Pde constraint optimization solver

Hello,
I’ve added my working code below, it’s a simple code but it’s not working correctly.
I want to do pde constraint optimization, I minimize the following functional, first solve my model for a prescribed displacement and then solve it for F_i, desired force, to minimize it. (I want my force-disp graph to pass through the desired force points after the optimization).
my functional:

I left the code running below, but the result never provides correctly.
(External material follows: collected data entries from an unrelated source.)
PR #6722, opened 2023-11-09
Fix bug number cast to int

FloLey:
# Description

while working on https://github.com/inmanta/inmanta-core/pull/6686 we noticed a bug [here](https://github.com/inmanta/inmanta-core/pull/6686#discussion_r1386642720) . This PR fixes this bug

# Self Check:

- [x] Changelog entry

### DIFF
--- a/changelogs/unreleased/fix-cast-number.yml
+++ b/changelogs/unreleased/fix-cast-number.yml
@@ -1,6 +1,5 @@
 ---
 description: Fix a bug where numbers where cast to int instead of float
 change-type: patch
-destination-branches: [master, iso6]
-sections:
-  bugfix: "{{description}}"
+destination-branches: [iso6]
+
--- a/changelogs/unreleased/fix-cast-number.yml
+++ b/changelogs/unreleased/fix-cast-number.yml
@@ -1,0 +1,6 @@
+---
+description: Fix a bug where numbers where cast to int instead of float
+change-type: patch
+destination-branches: [master, iso6]
+sections:
+  bugfix: "{{description}}"
--- a/changelogs/unreleased/fix-cast-number.yml
+++ b/changelogs/unreleased/fix-cast-number.yml
@@ -2,4 +2,6 @@
 description: Fix a bug where numbers where cast to int instead of float
 change-type: patch
 destination-branches: [iso6]
+sections:
+  bugfix: "{{description}}"
 
--- a/src/inmanta/ast/type.py
+++ b/src/inmanta/ast/type.py
@@ -229,10 +229,7 @@ class Primitive(Type):
 @stable_api
 class Number(Primitive):
     """
-    This class represents an integer or float in the configuration model. On
-    these numbers the following operations are supported:
-
-    +, -, /, *
+    This class represents a float in the configuration model.
     """
 
     def __init__(self) -> None:
--- a/src/inmanta/ast/type.py
+++ b/src/inmanta/ast/type.py
@@ -234,27 +234,15 @@ class Number(Primitive):
 
     def __init__(self) -> None:
         Primitive.__init__(self)
-        self.try_cast_functions: Sequence[Callable[[Optional[object]], numbers.Number]] = [int, float]
+        self.try_cast_functions: Sequence[Callable[[Optional[object]], numbers.Number]] = [float]
 
     def cast(self, value: Optional[object]) -> object:
         """
         Attempts to cast a given value to an int or a float.
         """
-        exception: RuntimeException = RuntimeException(None, "Failed to cast '%s' to %s" % (value, self))
-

I also tried different solvers.
I would appreciate it if you could help me because I couldn’t get it to work somehow.
Thank you in advance!

from dolfin import *
from dolfin_adjoint import *
import matplotlib.pyplot as plt
import numpy as np

try:
	import cyipopt
except ImportError:
	print("""This example depends on IPOPT and pyipopt. \
  When compiling IPOPT, make sure to link against HSL, as it \
  is a necessity for practical problems.""")
	raise

# Set log level
set_log_level(LogLevel.WARNING)

# Optimization options for the form compiler
parameters["form_compiler"]["cpp_optimize"] = True
ffc_options = {"optimize": True,
               "eliminate_zeros": True,
               "precompute_basis_const": True,
               "precompute_ip_const": True}
l1 = 1e-1
l2 = 1e-9
normal = Constant((0, 1))
chi0 = 0.9
delta_t = 1e-1
E1, nu1 = 30.5, 0.4  # base material
E2, nu2 = 1e-10, 0.0  # void material
mu1, lmbda1 = Constant(E1 / (2 * (1 + nu1))), Constant(E1 * nu1 / ((1 + nu1) * (1 - 2 * nu1)))
mu2, lmbda2 = Constant(E2 / (2 * (1 + nu2))), Constant(E2 * nu2 / ((1 + nu2) * (1 - 2 * nu2)))
max_disp = [-0.1]
f_desired = [-0.11]
store_u = np.linspace(0, 1.0 * min(max_disp), 100)
displacement_by_step = store_u
eps = Constant(1e-6)
c1, c2 = 10, 1e-4

# Create mesh and define function space
n = 32
mesh = UnitSquareMesh(n, n)
W = FunctionSpace(mesh, "CG", 2)
V_vector = VectorFunctionSpace(mesh, "CG", 2)
W_tensor = TensorFunctionSpace(mesh, "CG", 2)
force_FS = VectorFunctionSpace(mesh, "Real", 0)
df = TestFunction(force_FS)

def bcs_(disp):
    
    def boundary_bot(x, on_boundary):
        tol = 1E-7
        return on_boundary and near(x[1], 0.0, tol)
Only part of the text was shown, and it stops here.